- Promotional poster
- Directed by: Michael Axelgaard
- Written by: Matthew Holt
- Starring: Emily Plumtree Sam Stockman Matt Stokoe Jessica Ellerby Simon Roberts
- Production company: Hollow Pictures
- Distributed by: Metrodome Distribution
- Release dates: 31 July 2011 (Fantasia Festival); 25 January 2013 (United Kingdom); 19 February 2013 (United States);
- Running time: 89 minutes
- Country: United Kingdom
- Language: English

= Hollow (2011 film) =

Hollow is a 2011 British found footage horror film, directed by Michael Axelgaard, starring Emily Plumtree, Sam Stockman, Jessica Ellerby, and Matt Stokoe. The film was distributed by Tribeca Film via nationwide On Demand outlets.
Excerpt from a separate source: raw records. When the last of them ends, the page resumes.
Issue #980, opened 2013-09-20
🐛 Bug: Exception in a reporter silently crashes Mocha


rassie:
If a reporter raises an exception, Mocha just stops without any error message. An example reporter demonstrating the problem (needs a failing test in the suite):

```
module.exports = Crash;

var Spec = require('mocha/lib/reporters/spec');

function Crash(runner) {
    Spec.call(this, runner);

    runner.on('fail', function(test, err){
        throw new Error();
    });
}

Crash.prototype.__proto__ = Spec.prototype;
```

boneskull:
this would be helpful.

reesew:
+2
I'm not even sure how to get the stack trace

mark-wiemer:
It's been a very long time since this issue was reviewed, marking as "in triage" to confirm this is still the case before we accept PRs.

mostafaNazari702:
Reproduced on Mocha 12.0.2 / Node 24 (Windows 11).

crash-reporter.js:

```js
module.exports = function Crash(runner) {
  runner.on('fail', function () {
    throw new Error('boom from reporter');
  });
};
```
test.cjs: 

```
it('fails', function () {
throw new Error('test failure'); 
});
```

Run with: 
```
npx mocha --reporter ./crash-reporter.js test.cjs
```

We expect the failing test to be reported with exit 1 (the spec reporter gives `1 passing / 1 failing`, exit 1) but no output at all, exit 0.

https://github.com/mostafanazari702/mocha/actions/runs/35362730739

mark-wiemer:
@mostafaNazari702 I'm not quite sure how to read repros-via-runs, unfortunately. Here's my repro as a commit, these are easier to review for me: https://github.com/mochajs/mocha/commit/4b9847361f6389d6420865cca77c71a9ebc5ec2c

mostafaNazari702:
> [@mostafaNazari702](https://github.com/mostafaNazari702) I'm not quite sure how to read repros-via-runs, unfortunately. Here's my repro as a commit, these are easier to review for me: [4b98473](https://github.com/mochajs/mocha/commit/4b9847361f6389d6420865cca77c71a9ebc5ec2c)

Definitely fair because i was also a bit lost when i did that, here it is anyway:

<img width="2976" height="1221" alt="A screenshot of the job that shows the reproduction showing the result mentioned (exit 0)." src="https://github.com/user-attachments/assets/17be7a2d-5ae7-47d9-9ab3-fd9be655eb28" />

PR #4068, opened 2019-10-14
XUnit reporter should handle exceptions during diff generation

### LINKED ISSUE #4022: reporter xunit output report incomplete
### Prerequisites

- [X] Ensured that there is no discrepancy between the locally and globally installed versions of Mocha. You can find them with: `node node_modules/.bin/mocha --version`(Local) and `mocha --version`(Global). We recommend that you _not_ install Mocha globally.

### Description

We are using hippie to test our components. During the request assertion, if the test fails, the output does not display the entire report. Not event the failed test nor the next tests.
```
<testsuite name="Mocha Tests" tests="3" failures="0" errors="1" skipped="0" timestamp="Tue, 17 Sep 2019 13:26:17 GMT" time="0.378">
<testcase classname="test" name="test ok" time="0.001"/>
// missing testsuite end tag.
```
### Steps to Reproduce

```js
"use strict";

const {expect} = require("chai");
const hippie = require("hippie");

describe("test", function() {
	it("test ok", function(){
		expect(true).to.be.equal(true);
	})
	it("test ko", function(){
		return hippie()
			.base("https://mochajs.org")
			.get("/not_found")
			.expectStatus(200)
			.end();
	})
	it("test ok", function(){
		expect(true).to.be.equal(true);
	})
})
```

Test report with spec reporter shows succesfully:

`$ npx mocha test.js --reporter spec`

```
    test
    ✓ test ok
    1) test ko
    ✓ test ok


  2 passing (204ms)
  1 failing

  1) test
       test ko:
     AssertionError: Status code

    Actual:   404
    Expected: 200

      at assert (node_modules/hippie/lib/hippie/assert.js:36:10)
      at statusCode (node_modules/hippie/lib/hippie/expect.js:23:10)
      at verify (node_modules/hippie/lib/hippie/client.js:476:5)
      at Client.verify (node_modules/hippie/lib/hippie/client.js:477:5)
      at /home/sbesson/GIT/TMP/node_modules/hippie/lib/hippie/client.js:437:12
      at Client.exports.raw [as parse] (node_modules/hippie/lib/hippie/parsers.js:33:3)
      at Request._callback (node_modules/hippie/lib/hippie/client.js:435:10)
      at Request.self.callback (node_modules/request/request.js:185:22)
      at Request.<anonymous> (node_modules/request/request.js:1157:10)
      at IncomingMessage.<anonymous> (node_modules/request/request.js:1079:12)
      at endReadableNT (_stream_readable.js:1129:12)
      at process._tickCallback (internal/process/next_tick.js:63:19)
```

But with xunit reporter:
`npx mocha test.js --reporter xunit`

```
<testsuite name="Mocha Tests" tests="3" failures="0" errors="1" skipped="0" timestamp="Tue, 17 Sep 2019 13:33:12 GMT" time="0.195">
<testcase classname="test" name="test ok" time="0.001"/>
```

We expect an output looking like this:
```
<testsuite name="Mocha Tests" tests="3" failures="0" errors="1" skipped="0" timestamp="Tue, 17 Sep 2019 13:37:42 GMT" time="0.251">
<testcase classname="test" name="test ok" time="0.001"/>
<testcase classname="test" name="test ko" time="0"><failure>expected 404 to equal 200

      + expected - actual

      -404
      +200
      
AssertionError: expected 404 to equal 200
    at /home/sbesson/GIT/TMP/test.js:16:31
    at verify (node_modules/hippie/lib/hippie/client.js:475:32)
    at Client.verify (node_modules/hippie/lib/hippie/client.js:477:5)
    at /home/sbesson/GIT/TMP/node_modules/hippie/lib/hippie/client.js:437:12
    at Client.exports.raw [as parse] (node_modules/hippie/lib/hippie/parsers.js:33:3)
    at Request._callback (node_modules/hippie/lib/hippie/client.js:435:10)
    at Request.self.callback (node_modules/request/request.js:185:22)
    at Request.&#x3C;anonymous&#x3E; (node_modules/request/request.js:1157:10)
    at IncomingMessage.&#x3C;anonymous&#x3E; (node_modules/request/request.js:1079:12)
    at endReadableNT (_stream_readable.js:1129:12)
    at process._tickCallback (internal/process/next_tick.js:63:19)</failure></testcase>
<testcase classname="test" name="test ok" time="0"/>
</testsuite>
```

```
<testsuite name="Mocha Tests" tests="3" failures="0" errors="1" skipped="0" timestamp="Tue, 17 Sep 2019 13:33:12 GMT" time="0.195">
<testcase classname="test" name="test ok" time="0.001"/>
```

100%

### Versions

* node : 10.16.0
* mocha : 6.2.0
* hippie : 0.5.2

* OS : Linux Mint 19.1 Tessa
* architecture : 64-bit
* shell : bash

### Additional Information

It works just fine with mocha@5.2.0.

Best regards.

rgroothuijsen:
### Description of the Change

This bugfix addresses a crash in the XUnit reporter, which produced no output because the assertion library used in the ticket provided numerical diff values rather than string values, causing an error during diff generation. To safeguard against unexpected crashes such as these, the same input-checks that the Base reporter uses have been implemented in the XUnit reporter, and exceptions during XUnit diff generation are returned by the reporter.

### Applicable issues

Fixes #4022.

### DIFF
--- a/lib/reporters/base.js
+++ b/lib/reporters/base.js
@@ -154,14 +154,14 @@ exports.cursor = {
   }
 };
 
-function showDiff(err) {
+var showDiff = (exports.showDiff = function(err) {
   return (
     err &&
     err.showDiff !== false &&
     sameType(err.actual, err.expected) &&
     err.expected !== undefined
   );
-}
+});
 
 function stringifyDiffObjs(err) {
   if (!utils.isString(err.actual) || !utils.isString(err.expected)) {
@@ -182,9 +182,19 @@ function stringifyDiffObjs(err) {
  * @return {string} Diff
  */
 var generateDiff = (exports.generateDiff = function(actual, expected) {
-  return exports.inlineDiffs
-    ? inlineDiff(actual, expected)
-    : unifiedDiff(actual, expected);
+  try {
+    return exports.inlineDiffs
+      ? inlineDiff(actual, expected)
+      : unifiedDiff(actual, expected);
+  } catch (err) {
+    var msg =
+      '\n      ' +
+      color('diff added', '+ expected') +
+      ' ' +
+      color('diff removed', '- actual:  failed to generate Mocha diff') +
+      '\n';
+    return msg;
+  }
 });
 
 /**
--- a/lib/reporters/xunit.js
+++ b/lib/reporters/xunit.js
@@ -163,9 +163,9 @@ XUnit.prototype.test = function(test) {
   if (test.state === STATE_FAILED) {
     var err = test.err;
     var diff =
-      Base.hideDiff || !err.actual || !err.expected
-        ? ''
-        : '\n' + Base.generateDiff(err.actual, err.expected);
+      !Base.hideDiff && Base.showDiff(err)
+        ? '\n' + Base.generateDiff(err.actual, err.expected)
+        : '';
     this.write(
       tag(
         'testcase',
--- a/test/reporters/xunit.spec.js
+++ b/test/reporters/xunit.spec.js
@@ -350,6 +350,42 @@ describe('XUnit reporter', function() {
           '</failure></testcase>';
         expect(expectedWrite, 'to be', expectedTag);
       });
+
+      it('should handle non-string diff values', function() {
+        var runner = new EventEmitter();
+        createStatsCollector(runner);
+        var xunit = new XUnit(runner);
+
+        var expectedTest = {
+          state: STATE_FAILED,
+          title: expectedTitle,
+          parent: {
+            fullTitle: function() {
+              return expectedClassName;
+            }
+          },
+          duration: 1000,
+          err: {
+            actual: 1,
+            expected: 2,
+            message: expectedMessage,
+            stack: expectedStack
+          }
+        };
+
+        sandbox.stub(xunit, 'write').callsFake(function(str) {
+          expectedWrite += str;
+        });
+
+        runner.emit(EVENT_TEST_FAIL, expectedTest, expectedTest.err);
+        runner.emit(EVENT_RUN_END);
+        sandbox.restore();
+
+        var expectedDiff =
+          '\n      + expected - actual\n\n      -1\n      +2\n      ';
+
+        expect(expectedWrite, 'to contain', expectedDiff);
+      });
     });
 
     describe('on test pending', function() {


craigtaub:
This LGTM. @mochajs/core any other thoughts?

juergba:
When this exception is thrown in XUnit reporter, the output is truncated and aborted without any error message. That exception shouldn't be swallowed. 

Could be related to #980.

rgroothuijsen:
@juergba I'm not sure if I understood entirely. Is this particular fix incorrect? Is there something I should add/modify?

juergba:
This issue has two parts. The diff exception and then second the reporter aborting without any message.
It would be helpful to know the cause of the second part in order to decide wether this PR is complete.

rgroothuijsen:
@juergba Uncaught exceptions are intercepted by the runner at [this point](https://github.com/mochajs/mocha/blob/master/lib/runner.js#L938). Looking at [the method in question](https://github.com/mochajs/mocha/blob/master/lib/runner.js#L793), I see that the exception is logged, but only at the debug log level.

lib/reporters/base.js
```diff
@@ -182,9 +182,11 @@ function stringifyDiffObjs(err) {
  * @return {string} Diff
  */
 var generateDiff = (exports.generateDiff = function(actual, expected) {
+  var err = {actual: actual, expected: expected};
```
juergba: Is this line IE11 compatible?

rgroothuijsen: It should be, as according to [this chart](https://developer.mozilla.org/en-US/docs/Web/JavaScript/Reference/Operators/Object_initializer#Browser_compatibility) IE supports object initializers.

juergba: Please revert your changes in this function and insert `try/catch`.
An exception in generating diff is not a fatal error, so I propose to catch/continue and just print a message. For example:
```js
try {
    return exports.inlineDiffs
      ? inlineDiff(actual, expected)
      : unifiedDiff(actual, expected);
  } catch (err) {
    var msg =
      '\n      ' +
      colorLines('diff added', '+ expected') +
      ' ' +
      colorLines('diff removed', '- actual:  failed to generate Mocha diff') +
      '\n';
    return msg;
  }
```

lib/reporters/xunit.js
```diff
@@ -163,7 +163,7 @@ XUnit.prototype.test = function(test) {
   if (test.state === STATE_FAILED) {
     var err = test.err;
     var diff =
-      Base.hideDiff || !err.actual || !err.expected
+      !Base.showDiff(err) || Base.hideDiff || !err.actual || !err.expected
         ? ''
         : '\n' + Base.generateDiff(err.actual, err.expected);
```
juergba: Please use the identical condition of `Base`.
```js
  !Base.hideDiff && Base.showDiff(err)
        ? '\n' + Base.generateDiff(err.actual, err.expected)
        : '';
```

test/reporters/xunit.spec.js
```diff
@@ -350,6 +350,47 @@ describe('XUnit reporter', function() {
...
+            stack: expectedStack
+          }
+        };
+
+        xunit.test.call(fakeThis, expectedTest);
+        sandbox.restore();
+
+        var expectedNumberDiff = expectedDiff
+          .replace('foo', 1)
+          .replace('bar', 2);
```
juergba: Please use `var expectedDiff = '\n      + expected - actual\n\n      -1\n      +2\n      ';`

lib/reporters/base.js
```diff
@@ -154,21 +154,21 @@ exports.cursor = {
...
+});
 
-function stringifyDiffObjs(err) {
+var stringifyDiffObjs = (exports.stringifyDiffObjs = function(err) {
   if (!utils.isString(err.actual) || !utils.isString(err.expected)) {
     err.actual = utils.stringify(err.actual);
     err.expected = utils.stringify(err.expected);
   }
-}
+});
```
juergba: Why do you export this function?

lib/reporters/base.js
```diff
@@ -182,9 +182,19 @@ function stringifyDiffObjs(err) {
...
-    ? inlineDiff(actual, expected)
-    : unifiedDiff(actual, expected);
+  try {
+    return exports.inlineDiffs
+      ? inlineDiff(actual, expected)
+      : unifiedDiff(actual, expected);
+  } catch (err) {
+    var msg =
+      '\n      ' +
+      colorLines('diff added', '+ expected') +
```
juergba: replace colorLines with color.

lib/reporters/base.js
```diff
@@ -182,9 +182,19 @@ function stringifyDiffObjs(err) {
...
+      ' ' +
+      colorLines('diff removed', '- actual:  failed to generate Mocha diff') +
```
juergba: dito

lib/reporters/xunit.js
```diff
@@ -162,10 +162,15 @@ XUnit.prototype.test = function(test) {
 
   if (test.state === STATE_FAILED) {
     var err = test.err;
+
+    if (Base.showDiff(err)) {
+      Base.stringifyDiffObjs(err);
+    }
```
juergba: `err` has already been stringified in the `EVENT_TEST_FAIL` handler. Is their a reason you want to call it a second time?
I guess you want to make pass your test, but this is a bad way to achieve this.

test/reporters/xunit.spec.js
```diff
@@ -350,6 +350,46 @@ describe('XUnit reporter', function() {
           '</failure></testcase>';
         expect(expectedWrite, 'to be', expectedTag);
       });
+
+      it('should handle non-string diff values', function() {
```
juergba: You have to emit an EVENT_TEST_FAIL to run this test successfully.
var runner = new EventEmitter();

test/reporters/xunit.spec.js
```diff
@@ -350,6 +350,46 @@ describe('XUnit reporter', function() {
...
+          },
+          duration: 1000,
+          err: {
+            actual: 1,
+            expected: 2,
+            message: expectedMessage,
+            stack: expectedStack
+          }
+        };
+
```
juergba: `runner.emit(EVENT_TEST_FAIL, expectedTest, expectedTest.err);`

lib/reporters/xunit.js
rgroothuijsen: @juergba You're absolutely right, turns out I've been barking up the wrong tree because my test was wrong, thus misunderstanding what was happening. Very silly of me to not notice. :sweat_smile:  I'll revert my previous export of stringifyDiffObjs.

rgroothuijsen:
@juergba Will do. In retrospect, do you think the title still works for this PR?

juergba:
@rgroothuijsen No, not really. Maybe "XUnit reporter: fix crash during diff generation" or similar, but the title is upto you.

Hollow premiered at Fantasia Festival. The film also screened at the Raindance Film Festival and was nominated for British Independent Film Award.

==Plot==
The film tells the story of an "old monastery in a small, remote village in Suffolk, England that has been haunted by a local legend for centuries. Left in ruin and shrouded by the mystery of a dark spirit that wills young couples to suicide, the place has been avoided for years, marked only by a twisted, ancient tree with an ominous hollow said to be the home of great evil. When four friends on holiday explore the local folklore, they realise that belief in a myth can quickly materialise into reality, bringing horror to life for the town."

==Cast==
- Emily Plumtree as Emma
- Sam Stockman as James
- Jessica Ellerby as Lynne
- Matt Stokoe as Scott

==Reception==

On Rotten Tomatoes, the film holds an approval rating of 20% based on 15 reviews, with a weighted average rating of 3.96/10.

Nigel Floyd from Time Out London gave the film 1/5 stars, writing "Director Michael Axelgaard and scriptwriter Matthew Holt spend time establishing the characters’ emotional histories and current vulnerabilities, balancing the external, supernatural threat with the fraught dynamics of the group. But they completely fail to stretch this credibility-defying, stop-start plot into a full-length ‘found footage’ feature." Kim Newman from Empire Awarded it 2/5 stars, calling it "A so-so spookfest that offers few surprises". Matt Glasby from Total Film also gave it 2/5 stars, stating that "proceedings switch from quietly creepy to loudly exasperating as relationship woes replace scares". Thomas Spurlin from DVD Talk gave the film a negative review, writing, Hollow becomes a tepid stretch of jostled camera footage and yelling, chronicling the tedious psychosis that ensues when these characters finally start caring about the ancient curse when their lives are threatened."